*About this task:* Copy out again, unchanged, the line that contains "framework/media: Correct http" and every line after it down to the last line of the data.

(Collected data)

=== Section Start ===

PR #3486, opened 2019-07-01
framework/media: Correct http head parsing fault

zhouxinhe:
Abstract Content-Type value between `Content-Type: ` and `\r`.

### DIFF
--- a/framework/src/media/HttpInputDataSource.cpp
+++ b/framework/src/media/HttpInputDataSource.cpp
@@ -257,8 +257,11 @@ size_t HttpInputDataSource::HeaderCallback(char *data, size_t size, size_t nmemb
 	size_t totalsize = size * nmemb;
 	std::string header(data, totalsize);
 	medvdbg("%s\n", header.c_str());
-	if (header.find(TAG_CONTENT_TYPE) != std::string::npos) {
-		source->mContentType = header.substr(TAG_CONTENT_TYPE.length());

=== Section End ===

*Result of the task:*
framework/media: Correct http head parsing fault

zhouxinhe:
Abstract Content-Type value between `Content-Type: ` and `\r`.

### DIFF
--- a/framework/src/media/HttpInputDataSource.cpp
+++ b/framework/src/media/HttpInputDataSource.cpp
@@ -257,8 +257,11 @@ size_t HttpInputDataSource::HeaderCallback(char *data, size_t size, size_t nmemb
 	size_t totalsize = size * nmemb;
 	std::string header(data, totalsize);
 	medvdbg("%s\n", header.c_str());
-	if (header.find(TAG_CONTENT_TYPE) != std::string::npos) {
-		source->mContentType = header.substr(TAG_CONTENT_TYPE.length());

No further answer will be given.